Wiki Archive 🙊
MDL WideAreaSearch

Investigating Wide Area Search

NOTE: This is a proposal that builds on the Social Side of Reflections project. It expands on the notion of providing SSR data for indexing within Reflections. Comments welcome (see below).

The MDL wants to explore "universal access" during the current grant period. In MDL-speak "universal access" means a way to search a wide range of digital collections including MDL and other historical society and campus digital object collections. Since "universal access" also has connotations of "access for the disabled" and "usability" I don't want to use the term. I will call this endeavor "wide area search" instead.

The first demonstration of wide area search would be building a search that covers all MDL systems. Since MDL now includes Reflections and the SSR, what would a search that incorporates both sets of data look like. This would be a unified MDL search.

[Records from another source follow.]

Issue #116, opened 2016-01-20
Sidenav plugin cannot be destroyed and recreated


jbalsas:
The `Sidenav` plugin does not have an API to destroy instances. This is particularly harmful in SPA environments, where the plugin needs to be destroyed upon navigation and instantiated again.

In particular, https://github.com/liferay/lexicon/blob/master/src/js/side-navigation.js#L676 makes new instantiations fail because the reference to the toggler to be destroyed is kept in the document.

pat270:
Fixed at https://github.com/liferay/lexicon/commit/c800d4cf112b0169edf438a9b4cd00d0015eda08

PR #119, opened 2016-01-27
Update: Add destroy method

pat270:
http://liferay.github.io/lexicon/content/sidenav/

You can destroy the plugin using $('#Id').sideNavigation('destroy'). I also made the toggle and close buttons work when using delegate with regular sidenav. If everything is correct, we won't need to destroy sideNavigation plugin in portal and should work as is.


pat270:
#116

natecavanaugh:

View just my changes: https://github.com/liferay/lexicon/compare/pat270:b5dc288591...0a56b0b1b9
View total diff: https://github.com/liferay/lexicon/compare/9892d53bda...0a56b0b1b9

PR #1181, opened 2018-09-12
Change the default value of actionItems to [] | Fixes #1178

### LINKED ISSUE #1178: ManagementToolbar ActionItems show if an empty array is passed
In the management toolbar, if an empty array is passed as `actionItems`, an empty dropdown is shown. Would it be possible to control this case?

```javascript
ManagementToolbar.STATE = {
    [...]
    actionItems: actionItemsValidator.value([]),
    [...]
};
```

screen shot 2018-09-11 at 13 22 21

matuzalemsteles:


packages/clay-management-toolbar/src/ClayManagementToolbar.soy
```diff
@@ -251,7 +251,9 @@
 				</li>
 			</ul>
 
-			{if $actionItems or $showInfoButton}
+			{let $actionItemsIsEmpty: length($actionItems) > 0 /}
```
jbalsas: Wouldn't this be actually the opposite? `hasActionItems`?

packages/clay-management-toolbar/src/ClayManagementToolbar.soy
```diff
@@ -200,20 +200,12 @@
  * This renders the component's active content.
  */
 {template .active}
+	{@param actionItems: list<?>}
```
matuzalemsteles: hey @jbalsas, I'm removing the typing here so that at https://github.com/liferay/clay/pull/1181/files#diff-54445d58e09b53d03b6d0558828824f6R136 can set the default value if not passed.

Since we are typing `actionItems` above, we can ensure that the values are passed correctly.

carloslancha:

PR #1188, opened 2018-09-19
Fixes #1105 - Update styles and markup for results bar

### LINKED ISSUE #1105: Styles and markup for results bar
We need to create the markup for the new management toolbar results bar.

Docs: https://docs.google.com/document/d/1R2l3wfdPQsoVSX2QDpmPooz52D6ei61PiHVMnI5wI90/edit

@pat270  Could you please take a look? Thx!

carloslancha:


matuzalemsteles:

packages/clay-management-toolbar/src/ClayResultsBar.soy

The next demonstration of wide area search would incorporate non-MDL collections at affiliated organizations. If a historical society or school has a digital object collection, could we include their data in a single search that touches MDL collections and their own? This would be a true wide area search.

Both of these objectives could be reached through the careful application of a tool such as Google's Customized Search Engine (Google CSE). However, the Google CSE has two drawbacks with regard to a wide area search of collections like these. The Google system is pretty much designed to direct the user to the source of the indexed text that led to the hit. Google systems also display data only from the record indexed.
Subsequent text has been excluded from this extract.